Mori laid his gaze on me, dark and sharp through the rounded black-rimmed spectacles, and smiled. The smile was balanced, detached and enigmatic almost, its coolness an oxymoron with the charcoal intensity of his eyes. His dark-brown hair fell softly on his squared face, above the jaw, framing the slightly bloated cheeks.

“Thank you”, he said after a moment

“Thank you for having me here. I haven’t told you about the last episodes, but the situation has slipped out of my hands”

He waited for me to continue, without changing expression, with the same burning attentive gaze in his eyes. I told him about the “accident”, and the hospital and all the rest, wondering if I was pushing myself too far and yet unable to stop at this point.

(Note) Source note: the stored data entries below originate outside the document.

PR #947, opened 2022-01-13
Implement new, more powerful print / image export feature

ubruhin:
## Problem

Our current print and PDF-export features rely on `QGraphicsView` and `QGraphicsScene`, which basically just sends the screen content (with different resolution) to the printer or a PDF file. This make the whole thing very simple (trivial to implement), but has some serious issues:

- The PDF export should be part of the `core` (non-GUI) library since it is also needed by the CLI. But `QGraphicsView` must be in the `editor` (GUI) library since it is a `QWidget` and requires a display. This is a fundamental problem, see #67 and #939 for details.
- We have very little control about what content is actually sent to the printer or PDF, basically it's just the screen content. This might be suitable for very simple tasks, but are not enough for more advanced tasks.

## New Concept

This PR completely decouples the print and other graphics export features from the rendering on screen. No `QGraphicsView` or `QGraphicsScene` is needed anymore, everything is drawn directly to the output device/file using a `QPainter`. This gives us the flexibility to make the output configurable as we need it, and it works without a display (-> useful for CLI).

The now completely new print- and graphics export feature provides a lot of new features:

- Provide new configuration options for printing, PDF and SVG export:
  - Page size (was hardcoded to A4 until now)
  - Page orientation (was hardcoded to landscape until now)
  - Page margins
  - Scale factor (to allow exact 1:1 output instead of "fit to page")
  - Rotation
  - Mirroring (mainly useful for boards)
  - Minimum line width (needed to keep all lines visible, even very thin ones)
  - Optionally use only black/white instead of layer colors
  - Optionally use black background (not allowed for printing, but makes board PDF/SVG looking better with default layer colors)
  - For boards, the exported layers are now configurable instead of using the layers currently visible in the board editor (i.e. the export is now independent of the board editor state)
  - All layer colors are now configurable as well, and by default the board layers are optimized for white background
- Support several pixmap output formats (PNG, BMP, ...) in addition to PDF and SVG, with configurable DPI
- Support copying images to clipboard instead of writing to file
- Support exporting multiple different board views into one PDF (e.g. assembly top + assembly bottom) :muscle: 
- Board stroke texts in PDF files are overlayed with transparent TTF text, so these texts can now be found with the search function of PDF viewers
- Completely new dialog window for all export variants: Printing, PDF export, image export, copy to clipboard
- The library editor now also supports exporting/printing of symbols and footprints.
- Live preview of the exported pages, updated in a worker thread (GUI remains responsive) when modifying configuration! :rocket: 
- Progress bar during the (asynchronous) export, instead of blocking the UI thread
- Configuration is memorized in the user settings (`~/.config/LibrePCB`) to avoid needing to re-enter them each time
- CLI feature `--export-schematics` now supports SVG and several pixmap file formats in addition to PDF
- CLI feature `--export-schematics` now creates PDF files with a custom page size which corresponds to the schematic size plus 10mm margins. Previously it used A4 landscape (hardcoded). I think it shouldn't be a problem if the PDF does not use a standardized paper format, PDF viewers usually provide options how to scale/fit the pages into a standard paper size when sending it to a printer.

### Print

image

image

image

image

## Image Export

image

### Board Layer Selection

image

### Stroke Text In Exported PDF

image

### Workflow (slightly outdated)

librepcb-graphics-export-dialog

## TODO

- [x] Integrate this new dialog into the library editor as well to make it possible to print or export symbols and footprints
- [x] Finalize concept of layer selection in board export - maybe make colors configurable?
- [x] Code cleanup, unit tests, manual tests, bugfixing, ...


dbrgn:
Awesome! I especially like this one:

> Board stroke texts in PDF files are overlayed with transparent TTF text, so these texts can now be found with the search function of PDF viewers

ubruhin:
Finally all TODOs should be resolved now :rocket: Layer colors and board output pages are now fully configurable as well, the library editor now also provides this dialog to print/export symbols and footprints, and many tests have been implemented. Updated the description and screenshots in the post above.

This was a *lot* of work... But now we have the world's best print/export dialog! :muscle:

PR #964, opened 2022-03-26
Save only modified workspace settings to file, keeping unknown settings

ubruhin:
### Problem

Until now, the workspace settings file (`v0.1/settings.lp`) has been considered as stable, i.e. identical for all v0.1.x application versions - just like we keep the file format stable for library- and project files. But unfortunately this doesn't allow us to implement any additional application settings without introducing a new file format version - although probably most users don't put this file under version control (in contrast to libraries and projects).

When I finished my account he said, “If you bring your sample tomorrow we can test it on some cells. After we obtain some preliminary results we can run further tests on some human organs. We are able to reproduce organs starting off from human cells, it’s still a pilot study but it is promising. Testing substances on animals has limited scientific validity when you think about the differences between species. From a scientific standpoint, extrapolating information from animals to humans is a meaningless exercise”

Curt sentences and confidence, a life ethics implied seamlessly in Mori’s scientific choices, stated with a calm that left no room for discussion. I felt small and safe in front of this man, and I loved him for letting me uncoil, for showing me that I got it all wrong but that I could still have some faith in this world.